(Saved entries)
[Start of Attachment]

PR #4285, opened 2025-04-29
feat(zero-cache): avoid sending duplicate row patches

darkgnotic:
1. Tracks the row patches that have been sent and avoids resending redundant patches. This may save significant bandwidth during hydrations for queries with lots of joins.
2. Fixes an edge case to accompany https://github.com/rocicorp/mono/pull/4282: when an existing row is deleted, it will result in a new `patchVersion`, but if it is subsequently re-added, the patchVersion in the CVR will be restored. In this case, however, the `toVersion` used for filtering downstream patches should not move backwards, or else it will be undesirably filtered.

### DIFF
--- a/packages/zero-cache/src/services/view-syncer/cvr.ts
+++ b/packages/zero-cache/src/services/view-syncer/cvr.ts
@@ -23,6 +23,7 @@ import {type CVRFlushStats, type CVRStore} from './cvr-store.ts';
 import {KeyColumns} from './key-columns.ts';
 import {
   cmpVersions,
+  maxVersion,
   oneAfter,
   versionString,
   type CVRVersion,
@@ -438,6 +439,11 @@ type Hash = string;
 export type Column = string;
 export type RefCounts = Record<Hash, number>;
 
+type RowPatchInfo = {
+  op: 'put' | 'del';
+  toVersion: CVRVersion;
+};
+
 /**
  * A {@link CVRQueryDrivenUpdater} is used for updating a CVR after making queries.
  * The caller should invoke:
@@ -458,6 +464,7 @@ export class CVRQueryDrivenUpdater extends CVRUpdater {
     rowIDString,
   );
   readonly #replacedRows = new CustomKeyMap<RowID, boolean>(rowIDString);
+  readonly #lastPatches = new CustomKeyMap<RowID, RowPatchInfo>(rowIDString);
 
   #existingRows: Promise<Iterable<RowRecord>> | undefined = undefined;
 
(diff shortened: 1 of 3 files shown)


packages/zero-cache/src/services/view-syncer/cvr.ts
```diff
@@ -710,29 +717,42 @@ export class CVRQueryDrivenUpdater extends CVRUpdater {
...
+                id,
+              },
+              toVersion,
+            });
+            this.#lastPatches.set(id, {op: 'del', toVersion});
+          }
+        }
+      } else if (contents) {
+        // dedupe
+        if (lastPatch?.op !== 'put') {
```
grgbkr, line 744: What if version/contents have changed?  Then we should dedupe the push right?

darkgnotic: Good question. The invariant assumed here is that we are always reading from a single point in the replica, so all row-puts must have identical versions / contents. This allows us to not have to store the contents in memory (and the mapping only contains metadata).

With the hashing / checksumming thing were perusing, we could add some sanity checking to verify this invariant.

darkgnotic: Ah, it'll help to keep in mind that in an advancement, only the latest version of a row will be pushed. So, for example, if PG sends us:

- `update a v1`
- `update a  v2`
- `insert b  v1`
- `update b  v2`
- `update a  v3`

the advancement will only process two changes: [`set a v3`, `set b v2`].

grgbkr: I also suspect this logic is not quite right.  https://github.com/rocicorp/mono/blob/ad9f90e2c26ce8822e706135f42ff9b9d2f149ac/packages/zero-cache/src/services/view-syncer/view-syncer.ts#L1177

Taking a step back.  

IVM's output is a tree.  The same row (as identified by row id) can appear multiple places in this tree.  When a change is pushed into an IVM pipeline, multiple changes are output, these changes update the tree one node at a time (i.e. one subtree at a time).  Mid processing of these multiple change output by the IVM pipeline the same row (as identified by row id) can be in different states in different parts of the output tree (i.e. it can exist at old version in this subtree, exist at new version in this subree, or be deleted in this subtree).  Once all output changes are consumed these inconsistencies are resolved, i.e. the row should be at the same version (the new version, or deleted) everywhere in the tree.

darkgnotic: Thank you. This should be addressed in https://github.com/rocicorp/mono/pull/4289.  🙏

[End of Attachment]

Description of the task
Figure out how many lines above include the string "deleted", then report that number and nothing else.

Finished task
2